PROBLEM REQUIREMENTS:
Range to reproduce from the entries below: the line with "- supporting parameter", the line with "- tests have been written", and every line in between. Give them exactly and give nothing else.

■ ■ ■

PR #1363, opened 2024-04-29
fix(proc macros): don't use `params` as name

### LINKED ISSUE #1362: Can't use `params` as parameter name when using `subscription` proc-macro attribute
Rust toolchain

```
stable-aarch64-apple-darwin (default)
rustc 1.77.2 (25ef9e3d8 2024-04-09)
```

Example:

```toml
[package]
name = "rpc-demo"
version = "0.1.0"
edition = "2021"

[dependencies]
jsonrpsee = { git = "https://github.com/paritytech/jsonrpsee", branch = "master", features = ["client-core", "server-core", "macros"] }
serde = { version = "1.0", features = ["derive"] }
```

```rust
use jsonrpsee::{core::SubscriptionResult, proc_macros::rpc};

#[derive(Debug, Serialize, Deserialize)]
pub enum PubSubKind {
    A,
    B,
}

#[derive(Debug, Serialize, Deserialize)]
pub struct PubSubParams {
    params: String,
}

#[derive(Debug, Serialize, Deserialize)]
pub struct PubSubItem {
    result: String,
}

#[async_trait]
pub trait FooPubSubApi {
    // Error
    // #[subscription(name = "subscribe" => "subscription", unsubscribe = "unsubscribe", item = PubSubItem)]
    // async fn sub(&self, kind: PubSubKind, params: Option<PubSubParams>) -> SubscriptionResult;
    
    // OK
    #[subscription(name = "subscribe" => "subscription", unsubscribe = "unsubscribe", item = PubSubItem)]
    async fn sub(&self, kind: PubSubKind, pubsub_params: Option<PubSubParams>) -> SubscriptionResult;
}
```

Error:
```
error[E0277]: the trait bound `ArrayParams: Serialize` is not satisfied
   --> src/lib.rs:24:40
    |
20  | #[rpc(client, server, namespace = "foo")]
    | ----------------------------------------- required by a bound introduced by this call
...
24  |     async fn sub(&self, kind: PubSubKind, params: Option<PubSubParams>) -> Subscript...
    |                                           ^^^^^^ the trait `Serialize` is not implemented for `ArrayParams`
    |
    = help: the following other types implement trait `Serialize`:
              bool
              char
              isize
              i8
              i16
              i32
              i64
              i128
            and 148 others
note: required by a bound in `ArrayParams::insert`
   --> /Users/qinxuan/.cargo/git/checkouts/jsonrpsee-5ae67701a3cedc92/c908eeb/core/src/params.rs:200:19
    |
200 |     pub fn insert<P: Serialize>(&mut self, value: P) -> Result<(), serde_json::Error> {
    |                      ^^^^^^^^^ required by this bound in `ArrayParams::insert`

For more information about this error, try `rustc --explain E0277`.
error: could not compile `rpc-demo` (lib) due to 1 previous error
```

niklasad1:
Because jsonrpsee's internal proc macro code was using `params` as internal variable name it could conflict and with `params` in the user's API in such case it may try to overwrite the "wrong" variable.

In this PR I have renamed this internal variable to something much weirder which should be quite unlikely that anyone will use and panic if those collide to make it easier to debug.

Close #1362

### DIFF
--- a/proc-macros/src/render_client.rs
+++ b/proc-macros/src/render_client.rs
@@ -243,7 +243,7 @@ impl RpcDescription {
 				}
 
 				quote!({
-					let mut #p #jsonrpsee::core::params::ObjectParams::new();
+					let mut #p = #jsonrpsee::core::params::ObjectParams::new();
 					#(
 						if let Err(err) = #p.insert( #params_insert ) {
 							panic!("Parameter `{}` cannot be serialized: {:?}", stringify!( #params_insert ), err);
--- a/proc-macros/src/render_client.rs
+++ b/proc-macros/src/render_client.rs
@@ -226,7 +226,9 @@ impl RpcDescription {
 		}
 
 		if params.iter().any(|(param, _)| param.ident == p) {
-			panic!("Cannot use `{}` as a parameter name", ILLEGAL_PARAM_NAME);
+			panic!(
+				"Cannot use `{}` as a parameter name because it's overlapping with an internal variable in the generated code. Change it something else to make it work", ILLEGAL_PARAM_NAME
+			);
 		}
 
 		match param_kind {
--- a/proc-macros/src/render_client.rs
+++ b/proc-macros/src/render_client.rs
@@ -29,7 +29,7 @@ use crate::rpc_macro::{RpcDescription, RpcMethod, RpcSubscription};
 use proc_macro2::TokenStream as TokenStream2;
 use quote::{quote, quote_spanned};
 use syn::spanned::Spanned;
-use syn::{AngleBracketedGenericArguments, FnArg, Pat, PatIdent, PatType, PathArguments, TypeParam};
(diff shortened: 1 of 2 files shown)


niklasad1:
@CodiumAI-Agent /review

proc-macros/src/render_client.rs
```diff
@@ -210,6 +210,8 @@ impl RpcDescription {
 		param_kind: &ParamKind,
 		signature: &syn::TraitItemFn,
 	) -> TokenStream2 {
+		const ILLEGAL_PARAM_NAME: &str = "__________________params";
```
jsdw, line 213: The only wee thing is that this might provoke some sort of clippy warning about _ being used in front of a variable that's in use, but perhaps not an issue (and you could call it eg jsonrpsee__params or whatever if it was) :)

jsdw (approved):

■ ■ ■

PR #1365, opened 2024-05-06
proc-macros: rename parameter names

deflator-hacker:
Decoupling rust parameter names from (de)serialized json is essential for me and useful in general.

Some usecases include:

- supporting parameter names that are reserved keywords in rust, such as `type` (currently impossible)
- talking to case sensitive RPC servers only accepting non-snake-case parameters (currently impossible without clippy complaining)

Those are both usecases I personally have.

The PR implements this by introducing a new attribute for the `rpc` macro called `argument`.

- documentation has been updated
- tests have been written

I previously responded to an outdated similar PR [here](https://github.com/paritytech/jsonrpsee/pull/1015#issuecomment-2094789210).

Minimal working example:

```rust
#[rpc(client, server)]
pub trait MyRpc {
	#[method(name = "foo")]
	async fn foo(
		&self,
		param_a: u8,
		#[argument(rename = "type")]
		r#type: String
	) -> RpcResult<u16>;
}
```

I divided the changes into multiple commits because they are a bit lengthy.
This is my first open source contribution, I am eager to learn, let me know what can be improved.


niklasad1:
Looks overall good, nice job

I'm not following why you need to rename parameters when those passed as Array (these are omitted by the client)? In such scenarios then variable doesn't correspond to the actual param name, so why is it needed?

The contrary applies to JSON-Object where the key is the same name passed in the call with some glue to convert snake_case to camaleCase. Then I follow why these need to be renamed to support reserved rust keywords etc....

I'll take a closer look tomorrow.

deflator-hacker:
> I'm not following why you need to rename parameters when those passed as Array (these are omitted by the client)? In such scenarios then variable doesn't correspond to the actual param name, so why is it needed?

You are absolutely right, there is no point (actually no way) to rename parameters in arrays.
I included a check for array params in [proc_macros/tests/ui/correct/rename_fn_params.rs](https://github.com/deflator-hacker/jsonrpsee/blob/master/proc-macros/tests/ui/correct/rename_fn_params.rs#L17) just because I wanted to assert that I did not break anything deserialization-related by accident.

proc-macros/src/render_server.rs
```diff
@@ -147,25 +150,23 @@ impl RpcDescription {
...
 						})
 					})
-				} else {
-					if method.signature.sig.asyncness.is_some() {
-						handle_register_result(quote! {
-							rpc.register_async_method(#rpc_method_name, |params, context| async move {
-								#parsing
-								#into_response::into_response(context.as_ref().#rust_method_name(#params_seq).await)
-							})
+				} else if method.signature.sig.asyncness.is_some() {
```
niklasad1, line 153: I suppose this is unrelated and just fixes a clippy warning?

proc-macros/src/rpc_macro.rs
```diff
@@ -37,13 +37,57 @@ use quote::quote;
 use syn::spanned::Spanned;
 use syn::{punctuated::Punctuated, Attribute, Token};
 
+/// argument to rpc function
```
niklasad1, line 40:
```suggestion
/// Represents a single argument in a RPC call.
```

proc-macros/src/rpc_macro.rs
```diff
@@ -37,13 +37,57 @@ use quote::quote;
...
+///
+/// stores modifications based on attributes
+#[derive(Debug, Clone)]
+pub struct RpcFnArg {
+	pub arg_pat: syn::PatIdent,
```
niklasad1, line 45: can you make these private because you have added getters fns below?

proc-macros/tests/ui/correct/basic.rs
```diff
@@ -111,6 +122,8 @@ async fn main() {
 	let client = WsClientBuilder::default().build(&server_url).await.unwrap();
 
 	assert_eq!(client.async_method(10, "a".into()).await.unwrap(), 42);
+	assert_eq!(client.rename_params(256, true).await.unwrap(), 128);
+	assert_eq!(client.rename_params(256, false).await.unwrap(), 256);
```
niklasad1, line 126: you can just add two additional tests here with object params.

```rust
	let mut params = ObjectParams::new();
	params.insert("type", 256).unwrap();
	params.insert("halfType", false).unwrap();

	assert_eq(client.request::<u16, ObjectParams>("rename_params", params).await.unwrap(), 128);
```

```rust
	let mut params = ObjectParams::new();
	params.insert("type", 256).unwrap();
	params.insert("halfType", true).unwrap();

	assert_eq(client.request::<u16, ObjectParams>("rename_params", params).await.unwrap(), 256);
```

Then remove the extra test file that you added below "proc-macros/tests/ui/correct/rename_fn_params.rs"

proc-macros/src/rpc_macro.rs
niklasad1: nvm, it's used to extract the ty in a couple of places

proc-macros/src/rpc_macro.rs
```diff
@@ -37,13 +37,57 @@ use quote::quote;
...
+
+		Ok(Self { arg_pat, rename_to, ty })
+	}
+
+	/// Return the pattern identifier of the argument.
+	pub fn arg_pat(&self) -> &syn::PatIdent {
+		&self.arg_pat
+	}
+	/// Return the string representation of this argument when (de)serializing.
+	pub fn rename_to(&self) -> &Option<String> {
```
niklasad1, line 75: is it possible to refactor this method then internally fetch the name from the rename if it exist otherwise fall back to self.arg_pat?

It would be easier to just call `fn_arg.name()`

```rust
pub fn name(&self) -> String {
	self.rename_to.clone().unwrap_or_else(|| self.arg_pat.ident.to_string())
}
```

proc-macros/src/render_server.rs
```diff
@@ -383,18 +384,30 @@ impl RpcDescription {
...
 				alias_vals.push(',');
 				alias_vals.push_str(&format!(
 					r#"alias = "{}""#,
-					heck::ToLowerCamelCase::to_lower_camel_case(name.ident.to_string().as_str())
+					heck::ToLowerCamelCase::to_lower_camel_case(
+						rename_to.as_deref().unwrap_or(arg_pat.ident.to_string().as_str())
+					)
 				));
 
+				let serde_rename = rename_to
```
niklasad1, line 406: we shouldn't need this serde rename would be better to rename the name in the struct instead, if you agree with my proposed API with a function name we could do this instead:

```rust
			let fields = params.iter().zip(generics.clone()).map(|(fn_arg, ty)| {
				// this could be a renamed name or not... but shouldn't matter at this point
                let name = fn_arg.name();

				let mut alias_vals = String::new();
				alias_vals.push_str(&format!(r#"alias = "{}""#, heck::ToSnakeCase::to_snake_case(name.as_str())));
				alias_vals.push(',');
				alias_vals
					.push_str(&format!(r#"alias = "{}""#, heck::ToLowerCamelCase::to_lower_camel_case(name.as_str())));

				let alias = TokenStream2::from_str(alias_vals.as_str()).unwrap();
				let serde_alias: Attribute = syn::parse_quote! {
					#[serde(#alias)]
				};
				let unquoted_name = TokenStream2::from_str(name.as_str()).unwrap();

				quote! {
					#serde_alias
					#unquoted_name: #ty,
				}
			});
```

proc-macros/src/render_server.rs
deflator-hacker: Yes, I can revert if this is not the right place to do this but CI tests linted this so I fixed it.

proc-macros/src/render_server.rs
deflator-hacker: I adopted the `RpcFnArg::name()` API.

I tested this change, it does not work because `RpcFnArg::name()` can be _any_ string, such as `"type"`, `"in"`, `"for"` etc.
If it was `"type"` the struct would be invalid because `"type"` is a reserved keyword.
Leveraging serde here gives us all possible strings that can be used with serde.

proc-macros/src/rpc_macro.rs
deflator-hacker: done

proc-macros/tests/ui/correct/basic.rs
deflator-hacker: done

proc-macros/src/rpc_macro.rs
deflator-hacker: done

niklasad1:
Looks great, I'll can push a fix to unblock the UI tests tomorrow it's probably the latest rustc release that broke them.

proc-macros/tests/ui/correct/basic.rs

■ ■ ■

OUTPUT BELOW:
- supporting parameter names that are reserved keywords in rust, such as `type` (currently impossible)
- talking to case sensitive RPC servers only accepting non-snake-case parameters (currently impossible without clippy complaining)

Those are both usecases I personally have.

The PR implements this by introducing a new attribute for the `rpc` macro called `argument`.

- documentation has been updated
- tests have been written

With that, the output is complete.